Directions for this task: Lines below that include "pierremtb" are the answer; copy each one.
*** Task inputs Section Begins ***
PR #8859, opened 2025-11-10
Extrude To should not say "null" for selections

### LINKED ISSUE #8832: Extrude To should not say "null" for selections
https://github.com/user-attachments/assets/6eb54909-946f-430b-a1bf-2e98f1a63f77

Image

Instead of saying "null", I think this screen should say something like "Please select a face" or "Zero selections" or something.

pierremtb:
Fixes #8832

image

### DIFF
--- a/e2e/playwright/command-bar-tests.spec.ts
+++ b/e2e/playwright/command-bar-tests.spec.ts
@@ -72,9 +72,13 @@ test.describe('Command bar tests', () => {
   test('Command bar can change a setting, and switch back and forth between arguments', async ({
     page,
     homePage,
+    toolbar,
+    scene,
+    cmdBar,
   }) => {
     await page.setBodyDimensions({ width: 1200, height: 500 })
     await homePage.goToModelingScene()
+    await scene.settled(cmdBar)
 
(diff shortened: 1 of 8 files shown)


src/components/CommandBar/CommandBarSelectionInput.tsx
```diff
@@ -41,8 +41,8 @@ function CommandBarSelectionInput({
       ? arg.required(commandBarState.context)
       : arg.required
   const canSubmitSelection = useMemo<boolean>(
-    () => !isArgRequired || canSubmitSelectionArg(selectionsByType, arg),
-    [selectionsByType, arg, isArgRequired]
+    () => canSubmitSelectionArg(selectionsByType, arg),
+    [selectionsByType, arg]
```
pierremtb, line 45: @franknoirot any reason not to do this? Because of this going to true on non-required args, we're letting people send no selection to this arg as well as hitting `getSelectionTypeDisplayText` leading to that _null selected_.

I think this was relevant before we had the _Clear_ button on non-required args?

franknoirot: Oh no you're right, I don't think there is any issue with removing this.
*** Task inputs Section Ends ***
Completed exercise:
pierremtb:
pierremtb, line 45: @franknoirot any reason not to do this? Because of this going to true on non-required args, we're letting people send no selection to this arg as well as hitting `getSelectionTypeDisplayText` leading to that _null selected_.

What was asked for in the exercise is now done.